Freitag, 19. Februar 2016

"Rosie's Revenge" bringt Abwechslung ins Hansa-Theater

Szene aus "Rosie's Revenge"
Nach der Premiere im März 2015 in der Wittener Werkstadt (Dortmunder Kulturblog berichtete) hat „Rosie’s Revenge“ am Mittwoch und Donnerstag einen Abstecher ins Hansa-Theater in Hörde gemacht.

„Rosie‘s Revenge“ – das ist einerseits der Name eines Künstlerkollektivs, bestehend aus der Wittener Schauspielerin Britta Lennardt, der Dortmunder Künstlerin Katja Struck und dem Regisseur Arnd Dörfling, und andererseits der Name ihrer spacigen, abgedrehten, schrägen, vielseitigen, aufwändigen und lustigen One-Woman-Produktion.

Kurz zum Inhalt: Rosie (Britta Lennardt) kommt aus den Tiefen des Alls auf die Erde und stellt große Verderbtheit fest. Mit Hilfe eines vergifteten Puddings will sie die Menschheit ausrotten.
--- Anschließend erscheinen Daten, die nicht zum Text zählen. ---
PR #254, opened 2023-06-27
Validate `machinePool` names during Cluster creation

thatmidwesterncoder:
## Problem

When creating a cluster if the pool name is longer than 63 characters the machines never get deployed due to annotation length limits.
 
## Solution

Validating the machinePool name(s) on the RKE Config on the cluster object to be less than 64 characters will allow provisioning to continue.  
 
## Testing

1. Create a cluster with a pool name that is quite long
2. The cluster will fail to provision, the rancher logs will say the machineset resource is invalid due to an annotation name longer than 63 characters
3. Apply patch
4. The create request will be denied during the create process.


pkg/resources/provisioning.cattle.io/v1/cluster/validator_test.go
```diff
@@ -131,3 +136,30 @@ func Test_isValidName(t *testing.T) {
 		})
 	}
 }
+
+func TestValidateMachinePoolName(t *testing.T) {
```
jakefhyde, line 140: Everything else is LGTM, but could we add a few more test cases?

thatmidwesterncoder: Yep! Added a few more and changed to the struct approach like the test above.

jakefhyde (approved):
LGTM, nice work!

jiaqiluo (approved):
LGTM 💯

pkg/resources/provisioning.cattle.io/v1/cluster/validator.go
```diff
@@ -184,6 +188,29 @@ func (p *provisioningAdmitter) validateClusterName(request *admission.Request, r
...
+		return nil
+	}
+
+	if cluster.Spec.RKEConfig == nil {
+		return nil
+	}
+
+	for _, pool := range cluster.Spec.RKEConfig.MachinePools {
+		if len(pool.Name) > 63 {
+			response.Result = &metav1.Status{
```
maxsokolovsky, line 202: You might want to `break` after finding the first long pool name? There is no need to keep looping...

pkg/resources/provisioning.cattle.io/v1/cluster/validator_test.go
```diff
@@ -131,3 +136,60 @@ func Test_isValidName(t *testing.T) {
...
```
maxsokolovsky, line 140: Feel free to start the test with `t.Parallel()`.

pkg/resources/provisioning.cattle.io/v1/cluster/validator_test.go
```diff
@@ -131,3 +136,60 @@ func Test_isValidName(t *testing.T) {
...
+		{
+			name: "regular-string-test",
+			fail: false,
+		},
+	}
+
+	a := provisioningAdmitter{}
+
+	for _, tt := range tests {
+		t.Run(tt.name, func(t *testing.T) {
```
maxsokolovsky, line 162:
```suggestion
                for _, tt := range tests {
		    tt := tt
		    t.Run(tt.name, func(t *testing.T) {
	                t.Parallel()
```

pkg/resources/provisioning.cattle.io/v1/cluster/validator_test.go
```diff
@@ -131,3 +136,60 @@ func Test_isValidName(t *testing.T) {
...
 	}
 }
+
+func TestValidateMachinePoolName(t *testing.T) {
+	tests := []struct {
+		name string
+		fail bool
+	}{
+		{
+			name: strings.Repeat("12345678", 8),
```
maxsokolovsky, line 146: Nit: I'd choose more descriptive names for subtests, and the value to test I'd make a separate field.

pkg/resources/provisioning.cattle.io/v1/cluster/validator_test.go
maxsokolovsky: This allows you to also run the subtests in parallel.

thatmidwesterncoder: Thanks for the code snippet - I wasn't quite sure where to put the parallel piece (above at the top of the test or here).

pkg/resources/provisioning.cattle.io/v1/cluster/validator_test.go
maxsokolovsky: You can run the test AND subtests in parallel in this case. The first line of the test can also be `t.Parallel()`.

thatmidwesterncoder: Ahhh fun! Updated.

maxsokolovsky (approved):
One thing to do later is to add documentation (in this case, a single sentence noting the validation added), but the docs infrastructure is on the dev branch, which is yet to merged into release.

PR #257, opened 2023-07-06
Remove cluster name local restriction

raulcabello:
## Issue: 
https://github.com/rancher/fleet/issues/1489
 
## Problem
Users can't migrate the local cluster to the `fleet-default` workspace. Cluster creation is rejected by the webhook. This is the error displayed:
```
[ERROR] error syncing ‘local’: handler provisioning-cluster-create: failed to create fleet-default/local [provisioning.cattle.io/v1](http://provisioning.cattle.io/v1), Kind=Cluster for provisioning-cluster-create local: admission webhook “[rancherauth.cattle.io](http://rancherauth.cattle.io/)” denied the requeset: cluster name must be 63 characters or fewer, cannot be “local” nor of the form “c-xxxxx”, requeuing
```
 
## Solution
Remove the local cluster name validation, so users are able to move the local cluster to a different workspace.

### DIFF
--- a/pkg/resources/provisioning.cattle.io/v1/cluster/validator.go
+++ b/pkg/resources/provisioning.cattle.io/v1/cluster/validator.go
@@ -172,7 +172,7 @@ func (p *provisioningAdmitter) validateClusterName(request *admission.Request, r
 	if err != nil && !apierrors.IsNotFound(err) {
 		return err
 	}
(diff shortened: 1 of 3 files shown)


MbolotSuse (changes requested):
Blocking for offline discussion.

raulcabello:
Moving the local cluster should not be supported. We will clearly state that moving the local cluster is not supported and hide the move button from the UI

Am Ende besinnt sie sich und rettet die Erde durch Liebe.

Doch diese Handlung ist gar nicht so wichtig. „Rosie‘s Revenge“ ist letztlich eine Abfolge von Szenen, in denen Britta Lennardt ihre Vielseitigkeit beweisen kann: Sie singt, tanzt, schauspielert, improvisiert, versprüht Charme, unterhält sich mit sich selbst auf einem Bildschirm und hat insgesamt eine enorme Bühnenpräsenz.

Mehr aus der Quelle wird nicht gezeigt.